DIRECTIONS.
Scan the entries below for "Instant" and copy each line that holds it.

#####

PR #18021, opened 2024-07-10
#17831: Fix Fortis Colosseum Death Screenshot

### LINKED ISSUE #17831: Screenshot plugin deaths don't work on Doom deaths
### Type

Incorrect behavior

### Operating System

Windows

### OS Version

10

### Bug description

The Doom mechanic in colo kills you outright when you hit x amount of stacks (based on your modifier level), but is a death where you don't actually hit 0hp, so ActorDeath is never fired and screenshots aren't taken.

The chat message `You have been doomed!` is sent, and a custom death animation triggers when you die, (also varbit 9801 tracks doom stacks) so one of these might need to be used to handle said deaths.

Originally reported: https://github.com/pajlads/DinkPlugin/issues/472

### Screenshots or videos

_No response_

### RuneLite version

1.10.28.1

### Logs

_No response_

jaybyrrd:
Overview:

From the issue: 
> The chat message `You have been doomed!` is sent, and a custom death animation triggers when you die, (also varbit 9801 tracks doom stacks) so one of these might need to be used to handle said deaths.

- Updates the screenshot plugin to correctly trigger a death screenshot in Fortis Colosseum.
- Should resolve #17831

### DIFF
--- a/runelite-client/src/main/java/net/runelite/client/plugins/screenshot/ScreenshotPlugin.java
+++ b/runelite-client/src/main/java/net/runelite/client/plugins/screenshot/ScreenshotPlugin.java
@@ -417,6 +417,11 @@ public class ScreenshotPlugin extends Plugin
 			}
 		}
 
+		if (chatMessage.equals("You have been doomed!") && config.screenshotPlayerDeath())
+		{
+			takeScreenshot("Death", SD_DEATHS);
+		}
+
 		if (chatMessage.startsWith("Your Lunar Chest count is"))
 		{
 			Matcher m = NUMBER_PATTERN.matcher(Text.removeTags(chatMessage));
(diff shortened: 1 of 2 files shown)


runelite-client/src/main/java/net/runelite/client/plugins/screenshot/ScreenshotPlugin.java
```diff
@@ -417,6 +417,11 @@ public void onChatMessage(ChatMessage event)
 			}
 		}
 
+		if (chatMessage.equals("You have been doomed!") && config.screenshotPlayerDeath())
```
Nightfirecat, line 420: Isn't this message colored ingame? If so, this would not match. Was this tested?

#####

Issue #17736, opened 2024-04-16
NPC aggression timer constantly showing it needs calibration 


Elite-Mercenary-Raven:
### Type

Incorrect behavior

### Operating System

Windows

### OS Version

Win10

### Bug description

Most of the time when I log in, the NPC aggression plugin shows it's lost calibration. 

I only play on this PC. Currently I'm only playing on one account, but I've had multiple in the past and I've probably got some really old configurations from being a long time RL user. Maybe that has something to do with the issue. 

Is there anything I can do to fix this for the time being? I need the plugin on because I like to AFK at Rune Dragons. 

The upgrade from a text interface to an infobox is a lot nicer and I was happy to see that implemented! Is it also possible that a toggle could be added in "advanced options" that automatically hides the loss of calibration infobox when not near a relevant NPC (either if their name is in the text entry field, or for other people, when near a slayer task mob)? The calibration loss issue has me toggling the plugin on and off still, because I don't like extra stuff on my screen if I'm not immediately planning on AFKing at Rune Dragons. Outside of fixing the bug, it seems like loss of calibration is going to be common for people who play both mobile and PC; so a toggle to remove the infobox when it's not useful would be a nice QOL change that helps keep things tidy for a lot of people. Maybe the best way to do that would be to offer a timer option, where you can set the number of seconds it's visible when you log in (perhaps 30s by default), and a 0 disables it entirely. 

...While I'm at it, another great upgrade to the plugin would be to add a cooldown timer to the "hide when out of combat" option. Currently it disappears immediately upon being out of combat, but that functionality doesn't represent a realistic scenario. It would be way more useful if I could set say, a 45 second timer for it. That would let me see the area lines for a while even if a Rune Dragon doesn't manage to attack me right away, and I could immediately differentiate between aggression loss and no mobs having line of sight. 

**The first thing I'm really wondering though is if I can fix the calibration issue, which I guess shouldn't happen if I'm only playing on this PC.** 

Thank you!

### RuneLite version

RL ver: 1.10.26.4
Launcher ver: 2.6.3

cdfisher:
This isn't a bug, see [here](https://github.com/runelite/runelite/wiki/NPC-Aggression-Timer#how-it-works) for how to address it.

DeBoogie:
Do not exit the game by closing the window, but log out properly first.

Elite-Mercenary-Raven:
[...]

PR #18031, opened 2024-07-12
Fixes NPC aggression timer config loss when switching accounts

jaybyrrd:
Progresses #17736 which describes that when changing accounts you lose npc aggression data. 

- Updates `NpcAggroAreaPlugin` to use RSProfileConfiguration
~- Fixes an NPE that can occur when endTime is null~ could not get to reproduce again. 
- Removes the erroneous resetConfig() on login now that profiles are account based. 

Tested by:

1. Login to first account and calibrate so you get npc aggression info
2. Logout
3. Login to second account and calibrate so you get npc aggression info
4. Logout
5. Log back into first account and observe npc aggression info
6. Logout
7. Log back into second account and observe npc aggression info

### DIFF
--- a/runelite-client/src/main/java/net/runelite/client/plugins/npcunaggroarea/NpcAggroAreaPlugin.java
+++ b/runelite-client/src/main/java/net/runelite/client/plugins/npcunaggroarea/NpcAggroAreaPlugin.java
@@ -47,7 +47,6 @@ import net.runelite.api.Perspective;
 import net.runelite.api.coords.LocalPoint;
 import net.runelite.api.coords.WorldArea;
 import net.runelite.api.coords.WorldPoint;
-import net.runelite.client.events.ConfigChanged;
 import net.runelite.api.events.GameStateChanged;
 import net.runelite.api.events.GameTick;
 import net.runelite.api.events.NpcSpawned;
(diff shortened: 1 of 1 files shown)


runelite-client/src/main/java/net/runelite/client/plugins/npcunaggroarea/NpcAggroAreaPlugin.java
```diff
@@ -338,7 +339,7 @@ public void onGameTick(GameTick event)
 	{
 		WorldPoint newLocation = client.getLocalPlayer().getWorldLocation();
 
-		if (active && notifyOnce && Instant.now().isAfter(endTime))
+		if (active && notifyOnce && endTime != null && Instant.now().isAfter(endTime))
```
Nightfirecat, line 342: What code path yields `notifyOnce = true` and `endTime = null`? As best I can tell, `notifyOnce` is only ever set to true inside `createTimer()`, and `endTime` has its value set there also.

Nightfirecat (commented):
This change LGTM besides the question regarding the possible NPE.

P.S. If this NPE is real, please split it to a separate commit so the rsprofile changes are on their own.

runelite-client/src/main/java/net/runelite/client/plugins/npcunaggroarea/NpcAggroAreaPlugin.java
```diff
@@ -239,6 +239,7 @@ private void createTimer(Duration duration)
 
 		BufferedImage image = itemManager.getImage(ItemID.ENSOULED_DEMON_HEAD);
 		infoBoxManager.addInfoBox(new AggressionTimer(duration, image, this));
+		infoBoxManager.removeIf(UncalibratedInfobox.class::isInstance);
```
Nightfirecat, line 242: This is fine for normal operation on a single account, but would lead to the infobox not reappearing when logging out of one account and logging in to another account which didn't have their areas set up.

#####

RESULT OF THE EXERCISE.
-		if (active && notifyOnce && Instant.now().isAfter(endTime))
+		if (active && notifyOnce && endTime != null && Instant.now().isAfter(endTime))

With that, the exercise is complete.